PR #848, opened 2021-11-24
Bug fix: group closeness local search

angriman:
The local-search approximation algorithm should evaluate all swaps. However, the current implementation excludes leaves of the DAG, which leads to potentially incorrect results and random failures of `CentralityGTest.testGroupClosenessLocalSearch`.


avdgrinten:
Does this affect grow-shrink etc? What is the DAG here?

angriman:
These changes do not affect GS, but the error probably affects the non-local GS. I have to look at GS more carefully.

angriman:
Non-extended GS should consider leaves of the DAG as candidates for swaps as well, so I also applied the fix to non-extended GS.

avdgrinten (approved):
LGTM.

PR #852, opened 2021-12-07
GHA: Update wheelbuilder to support CPython 3.10. Remove EOL CPython 3.6 and 3.7.

fabratu:


.github/workflows/build_wheels.yml
```diff
@@ -98,92 +94,157 @@ jobs:
...
-          name: networkit-cp39-win-amd64.whl
-          path: ./wheelhouse/*cp39*.whl
-          retention-days: ${{ env.ARTIFACT_RETENTION }}
\ No newline at end of file
+          path: ./dist/*networkit*.tar.gz
+          retention-days: ${{ env.ARTIFACT_RETENTION }}
+
+  # This job checks whether the current workflow is triggered by a new tag with the following form: INT.INT or INT.INT.INT (for example: 1.0, 1.0.1, ...)
+  # The result is saved in a variable and used as a conditional variable when uploading packages.
+  check_tag:
```
avdgrinten, line 216: This job lacks a `name:`.

avdgrinten (changes requested):

.github/workflows/build_wheels.yml
```diff
@@ -98,92 +94,158 @@ jobs:
...
+        id: check-tag
+        run: |
+          if [[ ${{ github.ref }} =~ ^refs\/tags\/release\/[0-9]+\.[0-9]+(\.[0-9]+)?$ ]]; then
+            echo "::set-output name=run_jobs::true"
+          else
+            echo "::set-output name=run_jobs::false"
+          fi
+
+  upload-packages:
+    if: needs.check_tag.outputs.run_other_jobs == 'true' && github.repository == 'networkit/networkit'
```
avdgrinten, line 232: `run_other_jobs` does not match the output of `echo` (which is `run_jobs`), so that won't work here. Maybe something like `is_release` is more appropriate anyway.

avdgrinten (approved):
LGTM now.

PR #219, opened 2023-10-25
Dependency update action

rettigl:
Adds a github action to update the poetry.lock file weekly using a crone timed action. 
Sets up a pull request for review, if packages are updated, and lists the poetry update output in the PR description.
See previous test workflow runs and closed PRs for examples.


.github/workflows/update_dependencies.yml
```diff
@@ -0,0 +1,56 @@
...
+        uses: packetcoders/action-setup-cache-python-poetry@main
+        with:
+          python-version: 3.8
+          poetry-version: 1.2.2
+
+      # update poetry lockfile
+      - name: "Update poetry lock file"
+        id: update
+        run: |
+          poetry run poetry self update
```
zain-sohail, line 34: I dont think a poetry run is needed. poetry self update should work fine.

.github/workflows/update_dependencies.yml
```diff
@@ -0,0 +1,56 @@
...
+          exec 5>&1
+          UPDATE_OUTPUT=$(poetry run poetry update|tee >(cat - >&5))
```
zain-sohail, line 36: also here just poetry update would suffice

.github/workflows/update_dependencies.yml
```diff
@@ -0,0 +1,56 @@
...
+          echo "UPDATE_OUTPUT<<EOF" >> $GITHUB_OUTPUT
+          echo "$UPDATE_OUTPUT" >> $GITHUB_OUTPUT
+          echo "EOF" >> $GITHUB_OUTPUT
+
+          STATUS=$(git status|tee >(cat - >&5))
+          echo "STATUS<<EOF" >> $GITHUB_OUTPUT
```
zain-sohail, line 42: I under that these statements are just capturing the packages that are updated.

.github/workflows/update_dependencies.yml
```diff
@@ -0,0 +1,56 @@
...
+          echo "$STATUS" >> $GITHUB_OUTPUT
+          echo "EOF" >> $GITHUB_OUTPUT
+
```
zain-sohail, line 45: This command will allow us to have the requirements.txt updated

`poetry export --without-hashes --format=requirements.txt -o docs/requirements.txt -E docs -E notebook`

I believe you could put this as another step. and then we delete the generate-requirements.yml

zain-sohail (changes requested):
Is there a github actions run + PR that showcases the complete updating and merging behavior? 
I only found runs which tried updating but had nothing to update, and PRs which you closed without merging.

rettigl:
> Is there a github actions run + PR that showcases the complete updating and merging behavior? I only found runs which tried updating but had nothing to update, and PRs which you closed without merging.

https://github.com/OpenCOMPES/sed/actions/runs/6646883557/job/18061211259 was a successful run that produced this PR:
https://github.com/OpenCOMPES/sed/pull/216
I then updated the lockfile manually, and ran another run, 
https://github.com/OpenCOMPES/sed/actions/runs/6647035812/job/18061860224, which still changed some package names in the lock file. This created this PR: https://github.com/OpenCOMPES/sed/pull/218 which I merged.
Afterwards, I initiated this run: https://github.com/OpenCOMPES/sed/actions/runs/6647161677/job/18062064014 which now correctly does not issue a PR, because the lockfile was not updated.

.github/workflows/update_dependencies.yml
rettigl: We need to do this in the context of the poetry environment, no? Maybe its not needed, but it works

.github/workflows/update_dependencies.yml
rettigl: again, we need to act on the poetry environment. At least here I think we need the poetry run. Anyways, it works...

.github/workflows/update_dependencies.yml
rettigl: They are collecting the updated files in the repository, depending on which a PR is opened or not.

.github/workflows/update_dependencies.yml
rettigl: yes, this should work, I guess.

.github/workflows/update_dependencies.yml
rettigl: You are right, it's not needed

.github/workflows/update_dependencies.yml
rettigl: same here

.github/workflows/update_dependencies.yml
rettigl: done

zain-sohail (approved):
Looking quite good. I also like that it can be activated based on multiple criteria.

PR #222, opened 2023-10-26
fix small error and bypass push to main to test

zain-sohail:


zain-sohail:
Fixed this error but wondering if we can somehow only run the testing+coverage on only push or PR and not both. Is redundant if we do. 
TODO: remove on push(to all branches) for multitesting, and make it only for main

rettigl (approved):
Looks good, if you limit it to main again

rettigl:
We both missed that one it seems

rettigl:
> but wondering if we can somehow only run the testing+coverage on only push or PR and not both. Is redundant if we do.

I think this is necessary to get coverage summary in the PR. But you can investigate if you want. They run in parallel, so no real time issue.

rettigl:
We can use this PR also to update the badges in the Readme.md, something we also forgot

.github/workflows/testing_coverage.yml
```diff
@@ -1,7 +1,13 @@
...
-# Triggers the workflow on push and PR for all branches
-on: [push, pull_request]
+# Triggers the workflow on push for all branches and PR only for main
+on:
+  push:
+    branches:
+      - '*'
+  pull_request:
+    branches:
+      - main
```
rettigl, line 10: @zain-sohail: These changes you introduced after review here prevent the coverage report again from working for pull requests. This only works if the tests explicitly run for PRs in every branch. Please revert this.

rettigl: No, this means PRs _to_ main, no? Still, somehow many workflows don't run right now, and coverage reports don't work, I don't know why.

zain-sohail: Yes, that's indeed what it means. It should work on all pushes to whichever branch but since we always got it running twice when someone opened a PR before finishing the changes. 
This at least limits it to happen only on main. 
Can you give me examples where this workflow isn't running?

rettigl: https://github.com/OpenCOMPES/sed/pull/303 and https://github.com/OpenCOMPES/sed/pull/301 did not have coverage support. #303 Did indeed run the pull-request tests, but not the push tests, nor the linting.
In https://github.com/OpenCOMPES/sed/pull/295 it still worked, but also did not run push tests.
Not sure what the issue is.

rettigl: The reason is that coveralls does not find the base build. The reason behind this is that the respective branches are branched off the commits that bump the version after PR merges:
grafik
On these, you disabled running the tests, thus we don't have a base build in cases there are no other commits to main in-between. 
Solution: remove the exception of pyproject.toml from the test run trigger.

zain-sohail: I only turned it off since it was running twice but indeed, this seems like a valid reason to let the testing workflow run even with pyproject.toml change.
I will just push a change directly to main as this is an agreed upon change.

Issue #27, opened 2022-02-08
Include time-stamped external data


steinnymir:
Function to interpolate and map time-stamped external data into the data frame based on the time stamps of the data.

FHI already has some code, but needs to be wrapped into a function.

steinnymir:
@rettigl did we implement something in this direction?

rettigl:
Not yet, but We have code ready for this. I have this on my agenda for quite some time.

rettigl:
Addressed in #227

PR #227, opened 2023-11-01
Time stamped data

rettigl:
This PR adds code to add time stamped data to the dataframe using interpolation


rettigl:
Closes #27

steinnymir (approved):
Would be nice to see an actual test case. The tests are rather limited in showing use cases. Otherwise looks good, from what I can see without testing further.

rettigl:
> Would be nice to see an actual test case.

For the test data we have I unfortunately don't have meaningful timestamped data to add. I could maybe upload a second dataset.

PR #235, opened 2023-11-03
Build docs with github actions

zain-sohail:
Since these bokeh plots weren't working with our method, I am now using nbsphinx which directly executes the notebooks on it's own. But that won't be possible with readthedocs server due to timeout.

I looked at the docs building locally and it's really fast without tutorials so thought to implement the building directly and publish them to our github pages: 
https://opencompes.github.io/sed/

One benefit is we don't have to store the tutorial executed files on our repository like we are doing in #185

It takes a long time to build (50 mins) but it was taking about the same with our other method. Hence I propose we use this (first merging to the other branch and then main) 

Possibility to speed up: 

- Cache the WSe2 data (unlikely since the size is so large and it takes 6-10 mins currently)
- Cache additional dependencies for building
- Cache build files (that way it won't need to rebuild the whole docs everytime)


rettigl (approved):
I like this solution. Maybe adjust the triggers to work on push to the docs folder and to the notebooks only. Only think is that some of the figures are a bit wide (but scrollable).
We should also link the documentation on the readme.md, and update the docs badge and its link

Issue #211, opened 2023-10-25
Flash loader parquet file consistency check


rettigl:
Add a consistency check to the flash loader for the consistency of the intermediate parquet files with the config file settings, i.e. that all required columns are there. Additionally, add an option to force re-creation of the parquet files.

steinnymir:
yes, these features are really necessary. Thanks for making the issue! I continued forgetting...

Issue #212, opened 2023-10-25
Issue with SED installation on Maxwell via Conda approach


potorocd:
I installed SED on Maxwell to use the Tutorial notebook with test HEXTOF data using the 'Conda approach'. Simply following the installation doesn't lead to success. Here is a list of extra actions which were necessary for me:

1. To deal with virtual environments at the Maxwell cluster, I had to read this article ('conda activate' or 'conda init' doesn't work there):
https://rtd.xfel.eu/docs/data-analysis-user-documentation/en/latest/euxfel-software-environments/environments/
2. I could use env.yml once I removed 'locket==0.2.1' from the list of packages. Otherwise, it couldn't solve the environment.
3. List of packages which I had to install manually:
ipywidgets
fastdtw
lmfit
natsort
symmetrize
pynxtools
utils
4. To install a jupyter kernel ('python -m ipykernel install --user --name=sed_conda'), one also needs to install 'ipykernel'.
5. Eventually, I could load all modules with the required versions. However, there was an error: module 'pyarrow' has no attribute 'parquet'. I fixed it by using this hint:
https://github.com/modin-project/modin/issues/951

rettigl:
@steinnymir Why actually using conda for the non-poetry installation approach rather than pip? This is not so python standard. 
In my view, a more consistent setup can be achieved with virtualenv, and pip install -e ., which actually does not require an additional file, but directly uses the pyproject.toml (we removed the requirements.txt at some point for this reason, and that's what the current workflows use). The ipykernel still needs to be installed, though, I think.

steinnymir:
I totally agree. The conda approach is basically a residual from before poetry. `pip install -e .` would not have worked at the time, but should be the way to go now.

We should provide the commands to create an environment and then install with pip. Then we can still add ipykernel and the command to add the kernel to jupyter as an optional next step.

The conda approach, together with `env.yml` could be entirely removed.

We could also take the chance to move the setup instructions to the documentation page, where it should belong. We can make a link in the readme, and only leave a description of SED there.

zain-sohail:
We should definitely provide pip installation as an option. Pip also allows to install extras which exist as notebook extras in the toml file.
I think it's quite common practice to have the installation details in the README.md and also the documentation. So we could link the README in the docs.

By the way, I yesterday helped someone new to dima's group to install sed and she just followed the steps on the README for poetry and took a min to install, just copying and pasting commands.

rettigl:
This should now be obsolete, no?

PR #239, opened 2023-11-04
Flash buffer file consistency check and force creation

zain-sohail:
With reference to #211


sed/loader/flash/loader.py
```diff
@@ -18,7 +18,7 @@
 import dask.dataframe as dd
 import h5py
 import numpy as np
-import pyarrow as pa
+import pyarrow.parquet as pq
```
zain-sohail, line 21: this fixes an import error that was mentioned in #212

sed/loader/flash/loader.py
```diff
@@ -650,16 +650,32 @@ def buffer_file_handler(self, data_parquet_dir: Path, detector: str):
...
+        if not force_recreate:
+            # Check if the available channels match the schema of the existing parquet files
+            schemas = [pq.read_schema(file) for file in existing_parquet_filenames]
+            available_channels_set = set(self.available_channels)
+
+            for i, schema in enumerate(schemas):
+                schema_set = set(schema.names)
+                # Check if available_channels are the same as schema including pulseId
+                if schema_set != available_channels_set.union({"pulseId"}):
+                    raise ValueError(
```
steinnymir, line 692: This will always rise, as there are columns generated by the loader which are not in the config.

I tested with parquets generated before this PR and with ones generated in this PR. Both rise every time

steinnymir: I fixed this in a commit. I know its not good practice, but was easier to fix than to explain! :)

steinnymir (approved):
It seems to work now, after fixing the schema.
reloading works which is the most important feature, so LGTM!

steinnymir:
> With reference to https://github.com/OpenCOMPES/sed/issues/211

if you write: "closes #211" it will automatically close the issue on merge! ;)

sed/loader/flash/loader.py
```diff
@@ -178,6 +177,24 @@ def available_channels(self) -> List:
...
+    @property
+    def schema_from_config(self) -> set:
+        """Returns the set of all channels of the dataframe based on the config file
+
+        This is the complete list of channels which will be in the dataframe after creation.
+        """
+
+        schema = {"electronId", "trainId", "pulseId"}
+        if self._config["dataframe"]["split_sector_id_from_dld_time"]:
+            schema.add(self._config["dataframe"]["sector_id_column"])
```
rettigl, line 189: This can raise a key error if this entry is not defined. Use .get with default False.

sed/loader/flash/loader.py
```diff
@@ -178,6 +177,24 @@ def available_channels(self) -> List:
...
+        for channel in self.available_channels:
+            if channel == "dldAux":
+                for key in self._config["dataframe"]["channels"][channel]["dldAuxChannels"].keys():
+                    schema.add(key)
```
rettigl, line 193: Similar here. Aux channel does not have to be defined in the config.

sed/loader/flash/loader.py
```diff
@@ -625,17 +642,18 @@ def create_buffer_file(self, h5_path: Path, parquet_path: Path) -> Union[bool, E
             return exc
         return None
 
-    def buffer_file_handler(self, data_parquet_dir: Path, detector: str):
+    def buffer_file_handler(self, data_parquet_dir: Path, detector: str, force_recreate: bool):
```
rettigl, line 645: Type hints for returns missing (why?)

sed/loader/flash/loader.py
rettigl: It's maybe a matter of style, but why raise an error of they don't match? I would raise a warning, and recreate the files.

sed/loader/flash/loader.py
```diff
@@ -650,16 +668,45 @@ def buffer_file_handler(self, data_parquet_dir: Path, detector: str):
...
+                    missing_in_parquet = config_schema - schema_set
+                    if len(missing_in_parquet) > 0:
+                        missing_in_parquet_str = f"\nMissing in parquet: {missing_in_parquet}\n"
+                    else:
+                        missing_in_parquet_str = ""
+                    missing_in_config = schema_set - config_schema
+                    if len(missing_in_config) > 0:
+                        missing_in_config_str = f"\nMissing in config: {missing_in_config}\n"
+                    else:
+                        missing_in_config_str = ""
```
rettigl, line 695: Can you write a test for this?

rettigl (changes requested):
Generally looks good, but there are a few small things worth considering. Also, I would suggest to write a test for the new part.

sed/loader/flash/loader.py
steinnymir: True, and shoudl be for both "split_sector_id_from_dld_time" and "sector_id_column", even though redundant as they are interdependent.

sed/loader/flash/loader.py
steinnymir: At flash, the aux channel is always present, might consider adding it to the defaults

sed/loader/flash/loader.py
steinnymir: if the config is wrong, you don't want to overwrite the parquets. So in my opinion the error is necessary, not only a matter of style

sed/loader/flash/loader.py
```diff
@@ -178,6 +177,24 @@ def available_channels(self) -> List:
         available_channels.remove("pulseId")
         return available_channels
 
+    @property
+    def schema_from_config(self) -> set:
```
zain-sohail, line 181: Generally, the definition of this property seems redundant. We already have available_channels and get_channels_by_format. Adding the ids to them would lead to same result, except for sector_id. 
I am thinking to just extend the latter method to include all channels and change the name to get_channels

sed/loader/flash/loader.py
zain-sohail: perhaps we can just remove the split_sector_id_from_dld_time and use sector_id_column. If the column str exists, we can split the sector id. Otherwise we don't. So then there won't be a need for split_sector_id_from_dld_time bool

sed/loader/flash/loader.py
zain-sohail: Updated this

sed/loader/flash/loader.py
rettigl: I think this would be more difficult to understand the functionality then. It just requires a few more tests.

tests/loader/flash/test_flash_loader.py
```diff
@@ -0,0 +1,224 @@
...
+        fl.read_dataframe()
+
+
+def test_group_name_not_in_h5(config_file):
+    """
+    Test ValueError when the group_name for a channel does not exist in the H5 file.
+    """
+    config = config_file
+    config["dataframe"]["channels"]["dldPosX"]["group_name"] = "foo"
+    h5_path = "FLASH1_USER3_stream_2_run43878_file1_20230130T153807.1.h5"
```
rettigl, line 160: Maybe but this in the header

tests/loader/flash/test_flash_loader.py
```diff
@@ -0,0 +1,224 @@
...
+    - Check for an expected error related to the mismatch between available channels and schema.
+    - Force recreation of dataframe with the added channel, ensuring successful dataframe creation.
+    - Simulate a missing channel scenario by removing 'gmdTunnel2' from the configuration.
+    - Check for an error indicating a missing channel in the configuration.
+    - Clean up created buffer files after the test.
+    """
+    fl = FlashLoader(config=config_file)
+
+    # Read a dataframe for a specific run
+    fl.read_dataframe(runs=["43878"])
```
rettigl, line 187: This creates again a race condition with at least one other test in the reader test using the same generic paths in the config. Maybe we should overwrite them everywhere, if actual parquet files are being created

rettigl: It's in test_timed_dataframe

pyproject.toml
```diff
@@ -55,6 +55,7 @@ mypy = "^1.6.0"
 pycodestyle = "^2.11.1"
 types-pyyaml = "^6.0.12.12"
 types-requests = "^2.31.0.9"
+pyfakefs = "^5.3.0"
```
rettigl, line 58: What is this needed for?

rettigl (approved):
This looks good now, I have only a few very small comments left. Please merge after addressing these.

rettigl:
Ah, and add the `__init__.py` file to the flash folder.

pyproject.toml
zain-sohail: creating a fake file system that mimics maxwell. It's then used to test initialize paths

tests/loader/flash/test_flash_loader.py
zain-sohail: I will add the remove buffer at end of test_timed_dataframe
but I think we can think about introducing fixtures (or fixture factories I think) that allow for setting up test env and then a teardown (finish step)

◆ ◆ ◆ ◆ ◆ ◆ ◆

Work to be completed: Filter the records for lines containing the word "building" and copy each one.

Output of the task:
I looked at the docs building locally and it's really fast without tutorials so thought to implement the building directly and publish them to our github pages: 
- Cache additional dependencies for building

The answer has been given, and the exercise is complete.